The problem:
The lines to find are those in the entries that hold the word "Then"; copy every one of them.

Data for analysis:
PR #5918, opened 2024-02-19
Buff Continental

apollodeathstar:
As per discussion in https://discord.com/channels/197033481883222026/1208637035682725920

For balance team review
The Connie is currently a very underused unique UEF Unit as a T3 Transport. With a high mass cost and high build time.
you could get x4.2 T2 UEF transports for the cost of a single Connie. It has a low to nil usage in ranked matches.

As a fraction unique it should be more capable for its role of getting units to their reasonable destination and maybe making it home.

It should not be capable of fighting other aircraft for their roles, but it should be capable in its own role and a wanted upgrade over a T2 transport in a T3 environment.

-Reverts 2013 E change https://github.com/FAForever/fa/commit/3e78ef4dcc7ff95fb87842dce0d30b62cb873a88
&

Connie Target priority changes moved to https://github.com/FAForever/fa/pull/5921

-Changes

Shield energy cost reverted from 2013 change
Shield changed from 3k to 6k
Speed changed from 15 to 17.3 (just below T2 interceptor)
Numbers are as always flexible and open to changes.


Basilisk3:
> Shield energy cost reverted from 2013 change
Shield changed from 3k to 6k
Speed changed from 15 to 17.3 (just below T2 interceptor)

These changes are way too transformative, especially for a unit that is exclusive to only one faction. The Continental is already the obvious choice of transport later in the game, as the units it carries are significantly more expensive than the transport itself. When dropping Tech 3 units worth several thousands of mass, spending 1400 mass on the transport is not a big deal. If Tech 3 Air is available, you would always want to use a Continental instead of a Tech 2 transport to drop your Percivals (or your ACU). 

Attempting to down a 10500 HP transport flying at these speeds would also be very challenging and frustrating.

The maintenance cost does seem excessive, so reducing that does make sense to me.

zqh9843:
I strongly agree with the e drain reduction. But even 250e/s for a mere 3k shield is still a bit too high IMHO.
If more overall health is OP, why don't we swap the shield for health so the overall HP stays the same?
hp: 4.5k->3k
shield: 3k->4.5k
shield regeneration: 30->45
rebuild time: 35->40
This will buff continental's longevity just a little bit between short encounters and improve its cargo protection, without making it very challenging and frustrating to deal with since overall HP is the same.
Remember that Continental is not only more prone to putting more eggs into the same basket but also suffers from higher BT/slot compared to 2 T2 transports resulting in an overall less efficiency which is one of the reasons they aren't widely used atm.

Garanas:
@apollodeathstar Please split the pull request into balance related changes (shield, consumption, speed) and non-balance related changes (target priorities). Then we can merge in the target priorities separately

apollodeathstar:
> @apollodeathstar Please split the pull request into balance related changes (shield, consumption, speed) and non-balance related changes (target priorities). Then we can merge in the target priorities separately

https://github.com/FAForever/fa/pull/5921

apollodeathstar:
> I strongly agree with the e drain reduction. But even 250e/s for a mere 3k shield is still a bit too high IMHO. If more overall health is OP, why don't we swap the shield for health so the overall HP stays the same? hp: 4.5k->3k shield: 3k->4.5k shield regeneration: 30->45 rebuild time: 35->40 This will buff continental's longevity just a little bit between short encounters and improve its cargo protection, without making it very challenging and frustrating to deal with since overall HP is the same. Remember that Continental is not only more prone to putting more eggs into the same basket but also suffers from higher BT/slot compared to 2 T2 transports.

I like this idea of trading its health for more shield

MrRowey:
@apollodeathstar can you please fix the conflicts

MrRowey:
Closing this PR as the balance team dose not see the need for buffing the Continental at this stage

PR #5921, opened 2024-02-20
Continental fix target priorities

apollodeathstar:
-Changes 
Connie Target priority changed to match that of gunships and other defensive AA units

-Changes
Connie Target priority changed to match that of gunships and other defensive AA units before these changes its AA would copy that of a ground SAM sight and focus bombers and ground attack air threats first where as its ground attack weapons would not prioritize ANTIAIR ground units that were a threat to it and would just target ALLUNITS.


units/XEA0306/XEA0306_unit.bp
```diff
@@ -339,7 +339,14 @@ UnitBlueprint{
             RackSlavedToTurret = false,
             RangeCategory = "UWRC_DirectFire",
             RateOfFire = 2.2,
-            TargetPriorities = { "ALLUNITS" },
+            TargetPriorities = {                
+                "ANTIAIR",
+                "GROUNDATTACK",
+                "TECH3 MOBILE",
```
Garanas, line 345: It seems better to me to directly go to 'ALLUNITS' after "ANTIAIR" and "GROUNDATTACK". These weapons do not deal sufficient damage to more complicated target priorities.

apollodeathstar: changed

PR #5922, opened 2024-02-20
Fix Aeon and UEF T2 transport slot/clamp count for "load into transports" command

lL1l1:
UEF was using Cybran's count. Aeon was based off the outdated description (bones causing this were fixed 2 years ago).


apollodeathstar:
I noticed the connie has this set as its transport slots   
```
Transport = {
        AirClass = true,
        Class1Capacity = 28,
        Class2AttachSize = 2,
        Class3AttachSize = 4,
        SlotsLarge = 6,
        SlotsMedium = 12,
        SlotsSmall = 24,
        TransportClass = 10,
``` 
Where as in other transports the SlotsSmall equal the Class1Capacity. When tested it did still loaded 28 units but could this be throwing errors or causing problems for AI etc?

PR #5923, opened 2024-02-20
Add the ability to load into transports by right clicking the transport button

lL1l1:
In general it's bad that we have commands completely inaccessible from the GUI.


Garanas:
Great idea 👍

Solution to the problem:
@apollodeathstar Please split the pull request into balance related changes (shield, consumption, speed) and non-balance related changes (target priorities). Then we can merge in the target priorities separately
> @apollodeathstar Please split the pull request into balance related changes (shield, consumption, speed) and non-balance related changes (target priorities). Then we can merge in the target priorities separately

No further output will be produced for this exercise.